Dataset entries:
● ● ● ● ●

PR #2868, opened 2017-03-21
Fix binding redirects so that SkippableFact works in vNext

jdom:
I noticed that since we merged #2861, a lot of tests fail to be discovered in the vNext solution.
This was due to a missing binding redirect. This change should make SkippableFact test methods discoverable again.


ReubenBond:
@dotnet-bot test this please

Issue #2840, opened 2017-03-12
ReflectionTypeLoadException when loading my Grain, resolved with weird typeof


shlomiw7:
Hi,

I get the following exception:
```
[2017-03-12 18:36:24.434 GMT     1	WARNING	101723	CodeGenerator	127.0.0.1:11111]	AssemblyLoader encountered an exception loading types from assembly 'NG.Server.Game, Version=1.0.0.0, Culture=neutral, PublicKeyToken=null': System.Reflection.ReflectionTypeLoadException: Unable to load one or more of the requested types. Retrieve the LoaderExceptions property for more information.
   at System.Reflection.RuntimeModule.GetTypes(RuntimeModule module)
   at System.Reflection.RuntimeAssembly.get_DefinedTypes()
   at Orleans.Runtime.TypeUtils.GetDefinedTypes(Assembly assembly, Logger logger)	
Exc level 0: System.Reflection.ReflectionTypeLoadException: Unable to load one or more of the requested types. Retrieve the LoaderExceptions property for more information.
   at System.Reflection.RuntimeModule.GetTypes(RuntimeModule module)
   at System.Reflection.RuntimeAssembly.get_DefinedTypes()
   at Orleans.Runtime.TypeUtils.GetDefinedTypes(Assembly assembly, Logger logger)
Exc level 1: System.TypeLoadException: Could not load type 'NG.Server.Game.Player.PlayerGrain' from assembly 'NG.Server.Game, Version=1.0.0.0, Culture=neutral, PublicKeyToken=null'.
```

And I can't access the PlayerGrain.

But if I add in the InitSilo method:
`var t = typeof(PlayerGrain);`

It's green again and I can access the PlayerGrain normally.
Do you have any idea why?

ReubenBond:
@shlomiw7 Here's what I believe is happening:
* The silo enumerates all types whenever an assembly is loaded.
* When a type is enumerated, its static initializer is executed, which requires that all types directly referenced by that type are loaded. Hence the assembly for each of those types must be loaded. This is done automatically.
* When an assembly is loaded under the `ReflectionOnly` context (as is used in some parts of silo initialization), it is not able to implicitly load other assemblies.
* The type enumeration therefore fails at this point.

I'll improve logging and determine if we can avoid these exceptions.

Does this exception stop the silo from starting and prevent you from accessing `PlayerGrain`?

shlomiw7:
[...]

PR #2869, opened 2017-03-21
ProviderTypeLoader: do not enumerate types in ReflectionOnly assembly.

ReubenBond:
Also improve logging for errors in `TypeUtils.GetDefinedTypes(...)` so that loader exceptions are made apparent.

Intention is to make debugging issues like #2840 more obvious

### DIFF
--- a/src/Orleans/Providers/ProviderTypeLoader.cs
+++ b/src/Orleans/Providers/ProviderTypeLoader.cs
@@ -87,6 +87,14 @@ namespace Orleans.Providers
 
         private static void ProcessNewAssembly(object sender, AssemblyLoadEventArgs args)
         {
+#if !NETSTANDARD
+            // If the assembly is loaded for reflection only avoid processing it.
+            if (args.LoadedAssembly.ReflectionOnly)
+            {
+                return;
+            }
+#endif
+
             // We do this under the lock to avoid race conditions when an assembly is added 
             // while a type manager is initializing.
             lock (managers)
--- a/src/Orleans/CodeGeneration/TypeUtils.cs
+++ b/src/Orleans/CodeGeneration/TypeUtils.cs
@@ -538,7 +538,8 @@ namespace Orleans.Runtime
             {
                 if (logger != null && logger.IsWarning)
                 {
-                    var message = $"AssemblyLoader encountered an exception loading types from assembly '{assembly.FullName}': {exception}";
+                    var message =
+                        $"Exception loading types from assembly '{assembly.FullName}': {LogFormatter.PrintException(exception)}.";
                     logger.Warn(ErrorCode.Loader_TypeLoadError_5, message, exception);
                 }
                 


src/Orleans/Providers/ProviderTypeLoader.cs
```diff
@@ -87,6 +87,14 @@ private void ProcessAssemblyLocally(Assembly assembly)
 
         private static void ProcessNewAssembly(object sender, AssemblyLoadEventArgs args)
         {
+#if !NETSTANDARD
+            // If the assembly is loaded for reflection only avoid processing it.
+            if (args.LoadedAssembly.ReflectionOnly)
```
jdom: The linked issue doesn't look like it was related to the ProviderTypeLoader. What led you to here? 
Also, I think that because this is wired to the `AppDomain.AssemblyLoad` event, it should not be getting called when a reflection-only assembly is loaded (I might be wrong, because there's too much black magic with this context, but I think that's what I remember).

ReubenBond: I thought I had replied to this, but apparently not.

This was just me enumerating usages of `GetDefinedTypes` to see where it was being potentially used incorrectly. `AssemblyLoad` is called when asms are loaded `ReflectionOnly` - I tested in a clean project.

jdom: OK, and I assume it still works correctly with custom providers that are loaded via reflection, right? We scan for IProvider in a separate step, but by the time it reaches here it should already be fully loaded?

ReubenBond: When a provider dll is loaded as non-ReflectionOnly, it will call this again with that asm.

Eventually, we need to overhaul AssemblyLoaded and avoid ReflectionOnly

jdom: I meant, we would only fully load the assembly once we first did a pass via reflection-only and found that there is at least one type that implements IProvider (unless I'm not remembering correctly). That step is separate from this, or is this the step that actually scans the reflection only assemblies and decides whether to fully load it?

ReubenBond: The code path which is called hits `RegisterProviderType` which would fail for a ReflectionOnly type.

jdom: Ok, sounds good. I checked and the code I was referring to happens before this is hit, so it's as expected. BTW, I was referring to: https://github.com/dotnet/orleans/blob/430a1de3c1eb1105a31133117ea4f06d2e1d01d2/src/Orleans/Runtime/OutsideRuntimeClient.cs#L224 and https://github.com/dotnet/orleans/blob/7cf2035e868e81b90767d7aff748405d01145117/src/OrleansRuntime/GrainTypeManager/SiloAssemblyLoader.cs#L73 (which first scans assemblies using reflection-only, and if it finds something that implements IProvider, it fully loads them)

PR #2865, opened 2017-03-20
Handle absolute path in IntermediateOutputPath to address issue 2864

andhesky:

Issue #2864, opened 2017-03-20
Microsoft.Orleans.OrleansCodeGenerator.Build.targets breaks if IntermediateOutputPath is an absolute path


andhesky:
IntermediateOutputPath is a relative path by default and the targets file assumes this is always true when it sets the output path of the codegen to "$(ProjectDir)$(IntermediateOutputPath)$(TargetName).codegen.cs". If IntermediateOutputPath is a full path, then the logic breaks. and the output path for codegen is set to an invalid path, for example "C:\enlistment\project\c:\enlistment\project\intermediate\target.codegen.cs"

sergeybykov:
Resolved via #2865 and #2871.

PR #2871, opened 2017-03-21
Handle absolute path in IntermediateOutputPath to address issue #2864 in vNext

jdom:
This is the same change as in #2865, but in the vNext tree.


jdom:

PR #2872, opened 2017-03-21
Rename codegen file to be excluded from analyzers

jdom:
StyleCop and potentially other analyzers will skip files that are contain .g. or .generated. in the name.


jdom:
I included the commit from #2871, otherwise it would conflict with this one. We should probably merge that one first

ReubenBond:
The only other place I could see a change might be relevant is to remove the superfluous orleans.codegen.cs line in the .gitignore, which is harmless.

jdom:
Hehe, yeah, I actually had that and force pushed to remove it, since the samples are based on older versions of Orleans, so the .gitignore still apply. Sure, I could create a new .gitignore at the Samples folder level if you think it's worth it.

● ● ● ● ●

● **Task brief**
If a line contains the word "PlayerGrain", it counts; say how many such lines the records hold, and give only that number.

● **Your solution**
5